Kent Nagano’s coherent, exciting performance of Mahler’s Symphony No. 7 with the Montreal Symphony Orchestra at Roy Thomson Hall not long ago has me looking forward to his forthcoming appearance with Tafelmusik next January when he will be conducting Beethoven’s insdispensable Symphony No. 5 and underrated Mass in C Major.

Two Parts of Triple Forte: When he hosted This Is My Music on CBC Radio 2, Ottawa-based pianist David Jalbert spoke about how he had been intimidated by Glenn Gould’s Goldberg Variations until hearing Murray Perahia’s version showed him that there are other ways to play the piece. On March 11 the Music Toronto audience will get a chance to hear how Jalbert’s interpretation of Bach’s seminal masterpiece has evolved since his CD of it was released to wide acclaim (including Christina Petrowska Quilico’s review in the May 2012 WholeNote) two years ago.

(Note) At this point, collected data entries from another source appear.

Issue #16043, opened 2024-08-08
Updating or Deleting a token permission as TokenMaster freezes the app for a long time


jrainville:
# Bug Report

## Description

This was experienced in the Status community. As a TokenMaster, I deleted a community permission and it took about 1 minute before it unfroze, with the "Status app is not responding" popup coming up a couple of times.

I tried updating a permission and again it froze, but this time for a lesser amount of time (less than 30 seconds)

There is a similar issue we had in the past that triggered for TMs and owners on any community changes

## Steps to reproduce

0. Be a token master in a big community with a lot of permissions and have the control node up and running
1. Go in the admin panel
2. Click Permissions tab
3. Delete a permission (doesn't have to be a big permission, mine had one channel and was a "anyone can read only")

#### Expected behavior

The UI updates in less than a second and doesn't freeze

#### Actual behavior

The UI freezes and becomes unusable for almost a minute

### Additional Information

- Status desktop version: 2.30 RC5
- Operating System: Ubuntu 22

PR #16363, opened 2024-09-19
Speed up Admin Tab significantly

jrainville:
### What does the PR do

Iterates #16043
Is on top of #16279

Improves the speed of the Admin tab significantly by putting the different sections in Loaders, lazy loading them when needed.

It also fixes the members list speed a lot and also fixes the search.

It speeds up the permissions screen by using a ListView instead of a Repeater, that way, we don't instantiate all the items on start, only on scroll.

### Affected areas

Community admins panels and the Edit channel popup

### Architecture compliance

:zap:  Video of how fast it is right now:

[fast-admin.webm](https://github.com/user-attachments/assets/27a57cd4-326a-4252-949a-78e411966997)

:snail: OLD version:

[slow-admin.webm](https://github.com/user-attachments/assets/6e97a6f5-4552-47ea-acf0-60b425a3a5a9)

As you can see, accessing the Admin panel is **way** faster now, since we lazy load. The only downside is that going to a particular tab, like the airdrop one, is a bit slower than before, because we load it when clicking on it, but a 0.5 second load is better than a 7+ seconds load on start.

You can also see, the members list search was excruciatingly slow. That is because it used the visibility of the elements instead of using the SortFilterProxyModel. It also didn't work well at all. It was case sensitive and only used the display name, so if you forgot that you put a nickname, it wouldn't work.

### Impact on end user

As seen in the video, the experience is way faster now and responsive.

### How to test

Coincidentally, on March 20 the Women’s Musical Club of Toronto is presenting  the impressive cellist Yegor Dyachkov, Jalbert’s partner in the Triple Forte trio (violinist Jasper Wood is the third member), in a tantalizing program with pianist Jean Saulnier that includes the world premiere (and WMCT commission) of Atonement by Christos Hatzis.

Beethoven’s middle cello sonata as well as Britten and Shostakovich’s contributions to the repertoire complete the afternoon’s recital.

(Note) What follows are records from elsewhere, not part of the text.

Issue #16370, opened 2024-09-20
Extend the `contributing.md` with section regarding Unit Tests


micieslak:
## Description

We have growing number of unit tests what is a good trend. However we need to agree on some common rules to keep those tests in good shape and gain as much from unit testing as possible.

PR #16372, opened 2024-09-20
`CONTRIBUTING.md` extended with section regarding unit tests

micieslak:
### What does the PR do

Extends `contributing.md` with Unit Tests section.

Closes: https://github.com/status-im/status-desktop/issues/16370

### DIFF
--- a/CONTRIBUTING.md
+++ b/CONTRIBUTING.md
@@ -316,7 +316,7 @@ consuming them.
 
 ### Features
 
-Storybook is an internal tool that supports rapid development of components in
+`Storybook` is an internal tool that supports rapid development of components in
 isolation, outside the application. It is also a kind of catalog of components from
 which the application is built.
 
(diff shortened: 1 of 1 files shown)


CONTRIBUTING.md
```diff
@@ -381,6 +381,68 @@ It offers a number of functionalities that improve development:
   relative import from the file system. As a consequence, the mechanism for
   overriding import paths for tests and Storybook's pages will not work.
 
+## Unit tests
+
+The project has unit tests for both C++ and QML code.
+
+### C++ unit tests
+
+C++ unit tests are localized under `ui/StatusQ/tests`. They can be executed
```
caybro, line 390:
```suggestion
C++ unit tests are located under `ui/StatusQ/tests`. They can be executed
```

CONTRIBUTING.md
```diff
@@ -381,6 +381,68 @@ It offers a number of functionalities that improve development:
...
+easily from QtCreator. Just open the `StatusQ` project in `QtCreator`
+(`status-desktop/ui/StatusQ/CMakeLists.txt`) and select the appropriate target (each test is a separate target).
+
+### QML unit tests
+
+QML tests are localized under `storybook/qmlTests/tests` and `ui/StatusQ/tests`. The
```
caybro, line 396:
```suggestion
QML tests are located under `storybook/qmlTests/tests` and `ui/StatusQ/tests`. The
```

caybro (approved):

CONTRIBUTING.md
```diff
@@ -381,6 +381,68 @@ It offers a number of functionalities that improve development:
...
 
+## Unit tests
+
+The project has unit tests for both C++ and QML code.
+
+### C++ unit tests
+
+C++ unit tests are localized under `ui/StatusQ/tests`. They can be executed
+easily from QtCreator. Just open the `StatusQ` project in `QtCreator`
+(`status-desktop/ui/StatusQ/CMakeLists.txt`) and select the appropriate target (each test is a separate target).
```
alexjba, line 392:
```suggestion
C++ unit tests are localized under `ui/StatusQ/tests`. They can be executed
easily from QtCreator or make target:

- Open the `StatusQ` project in `QtCreator` (`status-desktop/ui/StatusQ/CMakeLists.txt`) and select the appropriate target (each test is a separate target).

- Run the `run-statusq-tests` target. E.g. `make -j10 run-statusq-tests ARGS="-R ModelEntryTest"`

```

alexjba: not sure QtCreator is a popular IDE around contributors.

CONTRIBUTING.md
```diff
@@ -381,6 +381,68 @@ It offers a number of functionalities that improve development:
...
+
+  Respecting this rule will help keep unit tests smaller, better structured and easier
+  to maintain.
+
+- Unit tests should execute very quickly.
+
+  Relying on `wait(...)` calls slows down tests and is unreliable, may lead to flakey tests,
+  therefore should be avoided.
+
+- Unit tests should not generate any warnings and debug logs.
```
alexjba, line 444: I'm not sure what's the intent here. Is it referring that the test itself should not generate warnings and debug logs, or that there should be no warnings/debug logs generated by the component under test?

Totally agree with the first one, not sure about the second one 😄

CONTRIBUTING.md
```diff
@@ -381,6 +381,68 @@ It offers a number of functionalities that improve development:
...
+### QML unit tests
+
+QML tests are localized under `storybook/qmlTests/tests` and `ui/StatusQ/tests`. The
+first location is recommended for all new tests because it provides integration with
+the `Storybook`.
+
+Unit tests operate without backend. Backend layer is cut-off using stubs mechanism in the same
+way as for pages in `Storybook`.
+
+QML tests can be executed by running `QmlTests` target of `Storybook` project
```
alexjba, line 403: just realised there's no option of running a specific test using the make target. We're missing the `ARGS` option. I'm usually using something like `storybook/build/bin/QmlTests -input /Users/alexjbanca/Repos/status-desktop/storybook/qmlTests/tests/tst_ConnectDAppModal.qml` but won't work without building the tests before. Maybe something to be easily added for contributors that are not using QtCreator.

alexjba (commented):
Nice addition! Added some thoughts

CONTRIBUTING.md
micieslak: I'm not sure either. But it's good to add at least some hints for QtCreator which is used commonly by CCs.

alexjba: That's what I was trying to point out. I'm not sure it's commonly used by CCs 😄 
AFAIK most people use it only when they don't know of any other alternative to accomplish something (like running tests).

alexjba (approved):
Approving as the comments are not really blocking 😄 

Thank you for this! Much appreciated 🍻

Khushboo-dev-cpp (approved):

CONTRIBUTING.md
micieslak: It's not enough to add `${ARGS}` because the test is run via `ctest` and it seem that there is no simple way to pass sth to the actual test...

CONTRIBUTING.md
micieslak: I think both. I added note about expected warnings from the component.

micieslak:
> Approving as the comments are not really blocking 😄
> 
> Thank you for this! Much appreciated 🍻

@alexjba, I added amendments according to your suggestions. Thanks!

CONTRIBUTING.md
alexjba: I think it's good to have a goal of warning free tests, but probably not a rule.

It's quite difficult to achieve a warning free test because even some low level components will generate warnings. Sometimes it depends on Qt version. A good example here is the `StatusButton`. IIRC it shows a polish loop warning on some qt versions or platforms.

PR #16381, opened 2024-09-23
chore(notiifcations): stop logging messages in debug logs for notifs

jrainville:
We should **never** log messages, even in debug


saledjenic (approved):

caybro (approved):

jrainville:
Force merging as the test fail isn't related at all

PR #16383, opened 2024-09-23
use preferredDisplayName and preferredPubKey from proxyRole

iurimatias:
This uses the existing preferredDisplayName in the proxy and adds a preferredPubKey to simplify the code. This should (might) be an intermediary step until these are moved to the backend itself, but the point is to avoid calling globals and helpers all over the place.

Doing this PR to confirm if there are concerns (for example performance?) before going further with it

### DIFF
--- a/ui/app/AppLayouts/Chat/panels/UserListPanel.qml
+++ b/ui/app/AppLayouts/Chat/panels/UserListPanel.qml
@@ -90,14 +90,24 @@ Item {
             model: SortFilterProxyModel {
                 sourceModel: root.usersModel
 
-                proxyRoles: FastExpressionRole {
-                    function displayNameProxy(nickname, ensName, displayName, aliasName) {
-                        return ProfileUtils.displayName(nickname, ensName, displayName, aliasName)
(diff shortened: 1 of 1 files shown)


ui/app/AppLayouts/Chat/panels/UserListPanel.qml
```diff
@@ -115,8 +125,8 @@ Item {
             delegate: StatusMemberListItem {
                 width: ListView.view.width
                 nickName: model.localNickname
-                userName: ProfileUtils.displayName("", model.ensName, model.displayName, model.alias)
-                pubKey: model.isEnsVerified ? "" : Utils.getCompressedPk(model.pubKey)
+                userName: model.preferredDisplayName
```
caybro, line 128: This is wrong (unless you rewrite the logic inside `StatusMemberListItem`); notice the previous version omitted the `nickname` part), now you are including it. So the resulting delegate will have the nickname duplicated

caybro (changes requested):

And More: The redoubtable Kitchener-Waterloo Chamber Music Society has six concerts on tap this month and two in the first week of April. Of particular interest: James Campbell performs Brahms’ second sonata for clarinet and piano (with Leopoldo Erice) on March 8 then joins the Penderecki String Quartet for the composer’s sublime Clarinet Quintet. Trio Voce includes Marina Hoover, founding cellist of the St. Lawrence String Quartet, violinist Jasmine Lin and pianist Patricia Tao. Their March 21 evening features trios by Haydn, Dvorák and Brahms.

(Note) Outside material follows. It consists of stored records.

PR #16384, opened 2024-09-23
Fix some of the freezes experienced by the admins when the community updates

jrainville:
### What does the PR do

Iterates https://github.com/status-im/status-desktop/issues/16043

When the community gets updated by any means, we reconstruct the section item, which is already bad, but we also re-fetch all tokens and all shared addresses, which in turn re-updates models for no reason.

Instead, I make sure to only fetch those on first section build, then, I get the new shared addresses when members join using the request to join response that comes from status-go

Status-go PR to fix the correct return of the shared addresses: https://github.com/status-im/status-go/pull/5867

A further improvement IMO would be to stop redoing the section when the community updates, but we'll need to be careful, because it might break a lot of places that would normally update automatically.

Also includes a commit that makes the input focus and fixes the order of members in the airdrop popups.

### Affected areas

- Members' shared addresses (for airdropping for example)
- List of tokens
- Airdrop popup (order and focus on input)

### Architecture compliance

### Impact on end user

The general responsiveness of the app when the community updates for admins should be better (no or less freezes)

### How to test

Update the community, make people join, check that you have their airdrop address in the airdrop popup.

### Risk 

Tick **one**:

Worst case is that some properties don't get updated until a restart (for example the airdrop addresses of members)

### DIFF
--- a/ui/app/AppLayouts/Communities/views/EditAirdropView.qml
+++ b/ui/app/AppLayouts/Communities/views/EditAirdropView.qml
@@ -512,6 +512,13 @@ StatusScrollView {
                 model: SortFilterProxyModel {
                     sourceModel: membersModel
 
+                    sorters : [
+                        StringSorter {
+                            roleName: "preferredDisplayName"
+                            caseSensitivity: Qt.CaseInsensitive
+                        }
+                    ]
+
                     filters: [
                         ExpressionFilter {
                             enabled: membersDropdown.searchText !== ""
--- a/ui/app/AppLayouts/Communities/views/EditAirdropView.qml
+++ b/ui/app/AppLayouts/Communities/views/EditAirdropView.qml
@@ -524,13 +524,9 @@ StatusScrollView {
                         FastExpressionFilter {
                             enabled: membersDropdown.searchText !== ""
 
-                            function matchesAlias(name, filter) {
-                                return name.split(" ").some(p => p.startsWith(filter))
-                            }
-
                             expression: {
                                 const filter = membersDropdown.searchText.toLowerCase()
-                                return matchesAlias(model.alias.toLowerCase(), filter)
+                                return model.alias.toLowerCase().includes(filter)
                                          || model.displayName.toLowerCase().includes(filter)
                                          || model.ensName.toLowerCase().includes(filter)
                                          || model.localNickname.toLowerCase().includes(filter)
@@ -538,9 +534,10 @@ StatusScrollView {
                             }
                             expectedRoles: ["alias", "displayName", "ensName", "localNickname", "pubKey"]
                         },
-                        FastExpressionFilter {
-                            expression: !!model.airdropAddress
-                            expectedRoles: ["airdropAddress"]
+                        ValueFilter {
+                            roleName: "airdropAddress"
+                            value: ""
+                            inverted: true
                         }
                     ]
                 }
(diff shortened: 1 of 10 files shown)


caybro (approved):
LGTM

ui/app/AppLayouts/Communities/views/EditAirdropView.qml
```diff
@@ -512,27 +513,34 @@ StatusScrollView {
...
+                    ]
+
                     filters: [
-                        ExpressionFilter {
+                        FastExpressionFilter {
                             enabled: membersDropdown.searchText !== ""
 
                             function matchesAlias(name, filter) {
                                 return name.split(" ").some(p => p.startsWith(filter))
                             }
```
micieslak, line 529: I wonder why alias needs to be handled in a special way here. If it's not necessary we could optimize it in a similar way as described here: https://github.com/status-im/status-desktop/pull/16363/files#r1774985033

ui/app/AppLayouts/Communities/views/EditAirdropView.qml
```diff
@@ -512,27 +513,34 @@ StatusScrollView {
...
                                          || model.localNickname.toLowerCase().includes(filter)
                                          || model.pubKey.toLowerCase().includes(filter)
                             }
+                            expectedRoles: ["alias", "displayName", "ensName", "localNickname", "pubKey"]
                         },
-                        ExpressionFilter {
+                        FastExpressionFilter {
                             expression: !!model.airdropAddress
+                            expectedRoles: ["airdropAddress"]
                         }
```
micieslak, line 544: If it's about check if `airdropAddress` is not empty string, `ValueFilter` could be used:
```qml
ValueFilter {
  roleName: "airdropAddress"
  value: ""
  inverted: true
}
```

micieslak (commented):
Looks ok in general. Some small suggestions only.

ui/app/AppLayouts/Communities/views/EditAirdropView.qml
jrainville: I tried this and it ended up being way slower actually :thinking: 
Maybe it's because there are so many properties?

micieslak: That's quite surprising :thinking: So let's leave it as it is :)

Bth, looking into code of `SFPM` I have a temptation to rewrite it from scratch :facepalm:

jrainville:
@igor-sirotin reminder to review please

igor-sirotin (approved):

jrainville:
@glitchminer can you test when you have time. 

No need for a full regression test. You can check the "what to test" section in the PR

jrainville:
status-go updated to point to develop.

jrainville:
Rebased. @caybro could you do the testing on this one please.

caybro:
> Rebased. @caybro could you do the testing on this one please.

Sure; any hints on how to trigger the behavior and how to test?

caybro (approved):
Tested :+1: , found 2 minor unrelated issues (will turn those to standalone bugs):

- missing "crown" in a token gated channel
- the "lock" mini icon is only displayed in the channel list, but not in the channel header button up top

image

jrainville:
Rebased. I'll merge once it's green

jrainville:
Force merging as the e2e fail is a test in the onboarding, which I didn't touch at all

On March 16, Mooredale Concerts presents Guillermo González performing his own edited version of Albéniz’s Iberia Suite. Judging by his 1998 Naxos recording, González clearly transmits the Spanish character of this keyboard masterpiece in an engaging rough-hewn manner compared to the more elegant style of his fellow Spaniard Alicia de Larrocha. (For sheer virtuosity, Marc-André Hamelin’s luminous, impressionistic version is unmatched, however.)

Angela Hewitt continues her recent foray into Beethoven’s universe (see this month’s DISCoveries) with her TSO appearance  March 20 and 22 playing the composer’s Piano Concerto No. 5 “Emperor.” Guest conductor Hannu Lintu also leads the orchestra in Sibelius’ thrilling Symphony No 5.

Paul Ennis is managing editor of The WholeNote.